Beyond this, what makes a man who is without a home a sinner anymore than you and I? In the book, "Under the Overpass" two men decided to experience what it was like to be homeless so they went to live with the homeless for a summer. They found a lot of them were Christians who just never had someone believe in them and encourage them to get out of the hole the are in. Isn't this typical too? Christians go to "not-so-nice" areas of their town to witness to the homeless and get them saved. What then? We leave them with their Christian homeless shelter. This attitude and practice is unbiblical. We focus too much on the eternal that we forget that Jesus came to give us life now, not one day. The New Testament focuses a lot more on cultivating our new life in Christ than how to get people saved. Discipleship is what we need, not evangelism.
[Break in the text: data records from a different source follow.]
PR #2559, opened 2020-04-03
docs: add additional samples for Spanner JDBC

olavloite:
Adds additional samples for the Cloud Spanner open source JDBC driver.


lesv:
ping?

olavloite:
> ping?

Sorry for the slow response, and thanks for the review. It might take a little time to get all the region tags. In the meantime I'll make sure the other issues you pointed out are fixed.

olavloite:
I'm looking into this now, but I'm getting what I would say is a false positive warning from spotbugs. Spotbugs complains that the following code is not cleaning up all resources:

```java
  static void createConnection(String projectId, String instanceId, String databaseId)
      throws SQLException {
    try (Connection connection =
        DriverManager.getConnection(
            String.format(
                "jdbc:cloudspanner:/projects/%s/instances/%s/databases/%s",
                projectId, instanceId, databaseId))) {
      try (Statement statement = connection.createStatement()) {
        try (ResultSet rs = statement.executeQuery("SELECT CURRENT_TIMESTAMP()")) {
          while (rs.next()) {
            System.out.printf(
                "Connected to Cloud Spanner at [%s]", rs.getTimestamp(1).toString());
          }
        }
      }
    }
  }
```

This seems to be a known issue with spotbugs: https://github.com/spotbugs/spotbugs/issues/293

olavloite:
@lesv 

* I've refactored the samples to use the new style and fixed all issues reported by `mvn clean package verify`. One problem with that is that spotbugs seems to [report false positives](https://github.com/GoogleCloudPlatform/java-docs-samples/pull/2559#issuecomment-611978649) when using try-with-resources. This forces me to put `@SuppressFBWarnings` on every sample, as all JDBC samples use this idiom. Do you know of any other solution to this?
* Removed all Javadoc.
* The integration tests pass.

Region tags are still missing for most samples.

lesv:
If you give me a list, I'll make sure to add it to the [exclude filter](https://github.com/GoogleCloudPlatform/java-repo-tools/blob/master/checkstyle-config/src/main/resources/c.g.c.s/spotBugsExcludeFilter.xml).

spanner/jdbc/src/main/java/com/example/spanner/jdbc/CreateConnectionWithCustomHostExample.java
```diff
@@ -0,0 +1,53 @@
...
+      value = "OBL_UNSATISFIED_OBLIGATION",
+      justification = "https://github.com/spotbugs/spotbugs/issues/293")
+  // Creates a JDBC connection to a Cloud Spanner database on a custom host.
+  static void createConnectionWithCustomHost(
+      String projectId, String instanceId, String databaseId, int port) throws SQLException {
+    try (Connection connection =
+        DriverManager.getConnection(
+            String.format(
+                "jdbc:cloudspanner://localhost:%d/projects/%s/instances/%s/databases/%s"
+                    + "?usePlainText=true",
```
lesv, line 46: I'm sure there will be text explaining this in the docs, but a comment or two might be helpful here.

spanner/jdbc/src/main/java/com/example/spanner/jdbc/TransactionWithRetryLoopExample.java
```diff
@@ -0,0 +1,85 @@
...
+                  .build();
+          spannerConnection.bufferedWrite(Arrays.asList(mutationSingers, mutationAlbums));
+          spannerConnection.commit();
+          System.out.printf(
+              "Transaction committed at [%s]%n", spannerConnection.getCommitTimestamp().toString());
+          break;
+        } catch (JdbcAbortedException e) {
+          // Transaction aborted, retry.
+          System.out.println("Transaction aborted, starting retry");
+        }
```
lesv, line 81: It appears the assumption is that it will eventually succeed, that might not be true in all cases.  Or is it?

spanner/jdbc/src/main/java/com/example/spanner/jdbc/TransactionWithRetryLoopUsingOnlyJdbcExample.java
```diff
@@ -0,0 +1,81 @@
...
+          }
+          break;
+        } catch (SQLException e) {
+          if (e.getErrorCode() == Code.ABORTED.value()) {
+            // Transaction aborted, retry.
+            System.out.println("Transaction aborted, starting retry");
+          } else {
+            throw e;
+          }
+        }
```
lesv, line 77: I really like this, but I wonder again if an infinite loop is possible here?

spanner/jdbc/src/main/java/com/example/spanner/jdbc/TransactionWithRetryLoopExample.java
olavloite: It will always eventually succeed, or fail with a different error than `Aborted`. The JDBC transactions use a Spanner `TransactionManager` under the hood, which should be used with a loop like this:

https://github.com/googleapis/java-spanner/blob/c8be7b5d43c01f6170eb02c6e8cc146cb2597ecc/google-cloud-spanner/src/main/java/com/google/cloud/spanner/DatabaseClient.java#L252-L279

spanner/jdbc/src/main/java/com/example/spanner/jdbc/TransactionWithRetryLoopUsingOnlyJdbcExample.java
olavloite: This will also always eventually succeed or fail with a different error code than `Aborted`.

spanner/jdbc/src/main/java/com/example/spanner/jdbc/CreateConnectionWithCustomHostExample.java
olavloite: Good point, added a comment explaining the `usePlainText` property.

olavloite:
> If you give me a list, I'll make sure to add it to the [exclude filter](https://github.com/GoogleCloudPlatform/java-repo-tools/blob/master/checkstyle-config/src/main/resources/c.g.c.s/spotBugsExcludeFilter.xml).

The following samples currently require this annotation:

```
@SuppressFBWarnings(
      value = "OBL_UNSATISFIED_OBLIGATION",
      justification = "https://github.com/spotbugs/spotbugs/issues/293")
```

---

```java
AbortBatchExample.abortBatch
AutocommitUpdateDataExample.update
BatchDdlExample.batchDdl
BatchDdlUsingSqlStatementsExample.batchDdlUsingSqlStatements
BatchDmlExample.batchDml
BatchDmlUsingSqlStatementsExample.batchDmlUsingSqlStatements
ConnectionWithQueryOptionsExample.connectionWithQueryOptions
CreateConnectionExample.createConnection
CreateConnectionWithCredentialsExample.createConnectionWithCredentials
CreateConnectionWithCustomHostExample.createConnectionWithCustomHost
CreateConnectionWithDataSourceExample.createConnectionWithDataSource
CreateConnectionWithDefaultProjectIdExample.createConnectionWithDefaultProjectId
CreateConnectionWithPropertiesExample.createConnectionWithProperties
CreateConnectionWithUrlPropertiesExample.createConnectionWithUrlProperties
CreateTableExample.createTable
GetCommitTimestampExample.getCommitTimestamp
GetReadTimestampExample.getReadTimestamp
InsertDataExample.insertData
PartitionedDmlExample.partitionedDml
ReadOnlyTransactionExample.readOnlyTransaction
ReadWriteTransactionExample.readWriteTransaction
SetQueryOptionsExample.setQueryOptions
SingleUseReadOnlyExample.singleUseReadOnly
SingleUseReadOnlyTimestampBoundExample.singleUseReadOnlyTimestampBound
```

olavloite:
@lesv Thanks for the review. I will submit a new PR to remove the `@SuppressFBWarnings` when the samles have been added to the exlude filter.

"Holy Ground" nails one main point: what makes holy ground is community with the Godhead and his believers or even just community amongst man. I could say so much more, but this is enough for now.

2 comments:

Rachel said...

Sitting in one of my psychology classes one day we talked about how many of the homeless have psychological disorders that prevent them from leading productive lives without the help of medicine. However, my professor also said, that if many of the homeless people had family, friends, neighbors, anyone in society really,to support them emotionally there would be a drastic reduction in the number of homeless people. She reminded us to not write people off because of their social status, but rather seek to know a person's story and help them any way we can. My professor made the point that even if we gave medicine, money, food, clothing, etc. to each homeless person who needed it, without the support and encouragment of someone else in their lives, these people would often simply return to the life they now view as comfortable. I think this is true also in a spiritual sense. We may hand people the tools, give them a Bible, lead them to Christ, but if they have no one to follow up with them, to encourage and support them, they will often slip back into the life of "comfort", where things are familiar. Discipleship seems to have been placed on the back burner while evangelism has become the anthem from our churches.

Philip said...

Yeah Rachel! I wish my professors were more like that! There is much value in giving a hungry man bread, but also we need to understand that handing him the bread as established a relationship that we would be wise to fulfill. It is difficult to balance but it needs to be struggled with.